RÉPUBLIQUE CENTRAFRICAINE

Robert Beyom

Université de Bangui

République Centrafricaine.

Résumé : La République Centrafricaine, à l’instar d’autres pays de l’Afrique

subsaharienne, est un pays plurilingue. Plus de 120 parlers y sont utilisés si l’on

tient compte des données statistiques du Bureau Central de Recensement.
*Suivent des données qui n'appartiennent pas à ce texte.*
PR #7384, opened 2017-12-01
Fix .di function literal using `body` instead of `do`

ntrel:
Follow up from #7347.
Use do instead of body in generated header files.
Adds changelog item.

### DIFF
--- a/changelog/body.dd
+++ b/changelog/body.dd
@@ -1,0 +1,6 @@
+Generate header files using `do` instead of `body` as per DIP1003
+
+Support for
+[DIP1003](https://github.com/dlang/DIPs/blob/master/DIPs/DIP1003.md)
+was added in release 2.075.0. Use of `body` in an error message and
+header file generation has been fixed in this release.
--- a/test/compilable/extra-files/header1.d
+++ b/test/compilable/extra-files/header1.d
@@ -10,6 +10,8 @@ static assert(true, "message");
 
 alias double mydbl;
 
+alias fl = function () in {} body {};
+
 int testmain()
 in
 {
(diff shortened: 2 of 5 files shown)


PetarKirov (approved):

test/compilable/extra-files/header1.d
```diff
@@ -10,6 +10,8 @@ static assert(true, "message");
 
 alias double mydbl;
 
+alias fl = function () in {} body {};
```
wilzbach: How about adding a function that actually uses `do` to the testsuite as well? (Consistency ...)

wilzbach (approved):
LGTM too

changelog/body.dd
```diff
@@ -0,0 +1,6 @@
+Generate header files using `do` instead of `body` as per DIP1003
+
+Support for
```
wilzbach: Mind the errors about trailing whitespace:

```
Searching for trailing whitespace
./changelog/2.078.0_pre.dd:33:Support for 
./changelog/2.078.0_pre.dd:34:[DIP1003](https://github.com/dlang/DIPs/blob/master/DIPs/DIP1003.md) 
./changelog/2.078.0_pre.dd:35:was added in release 2.075.0. Use of `body` in an error message and 
```

test/compilable/extra-files/header1.d
ntrel: Now fixed.

changelog/body.dd
ntrel: Now fixed.

MetaLang:
Thanks @ntrel

PR #7385, opened 2017-12-02
Fix C++ Interface after PR #7378

JinShil:
See @ibuclaw's [comment](https://github.com/dlang/dmd/pull/7378#discussion_r154415087)


src/ddmd/aggregate.h
```diff
@@ -302,6 +302,7 @@ class ClassDeclaration : public AggregateDeclaration
     #define OFFSET_RUNTIME 0x76543210
     #define OFFSET_FWDREF 0x76543211
     virtual bool isBaseOf(ClassDeclaration *cd, int *poffset);
+    virtual bool isAnonymous();
```
WalterBright: Don't need to mark it `virtual` if it overrides a virtual function.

Toutefois ce plurilinguisme caractéristique des pays africains, contrasté par

l’utilisation sur toute l’étendue du territoire comme médium d’intercom-

préhension. Il s'agit du sango, dialecte ngbandi parlé par une minorité vivant au

bord de l’Oubangui, le fleuve qui sépare la République Centrafricaine d’avec les

deux Congo. Cette situation a facilité la politique linguistique du pays. Le sango a

été érigé en langue nationale en 1964 à côté du français, qui lui, a acquis par la

même occasion le statut de langue officielle. En 1991 le sango a été déclaré

langue officielle, le pays a donc désormais deux langues officielles. Ce bilinguisme

officiel sera mitigé dans la mesure où, dans les faits, c’est le français qui joue

pleinement le rôle de langue officielle. Les agents de l’État n’utilisent que le

français pour travailler et tous les textes administratifs sont rédigés en cette

langue. L’exposition langagière est l’un des phénomènes qui illustrent ce

déséquilibre du bilinguisme centrafricain. Lors de ce colloque nous nous

intéresserons à ce cas et particulièrement aux affiches, banderoles, écriteaux.
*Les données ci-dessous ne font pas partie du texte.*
PR #7386, opened 2017-12-02
move assert() code past end of function

WalterBright:
Per Nicholas Wilson's suggestion:

http://www.digitalmars.com/d/archives/digitalmars/D/Thoughts_about_D_308441.html#N308716

### DIFF
--- a/src/ddmd/backend/blockopt.c
+++ b/src/ddmd/backend/blockopt.c
@@ -50,7 +50,8 @@ STATIC void block_check();
 STATIC void brtailrecursion();
 STATIC elem * assignparams(elem **pe,int *psi,elem **pe2);
 STATIC void emptyloops();
-int el_anyframeptr(elem *e);
+STATIC int el_anyframeptr(elem *e);
+STATIC void blassertsplit();
 
 unsigned numblks;       // number of basic blocks in current function
 block *startblock;      /* beginning block of function                  */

Cette analyse a pour but de mettre en lumière non seulement le caractère

déséquilibré du bilinguisme en Centrafrique mais aussi de faire apparaître, en ce

qui concerne le français, l’aspect social traduit par ces écriteaux. Nous

annexerons à cette analyse un document iconographique pour illustrer chaque

cas présenté.

Mots-clés : La République Centrafricaine, français, sango, officialité, plurilin-

guisme, bilinguisme, exposition langagière, écriteau, affiche, banderole.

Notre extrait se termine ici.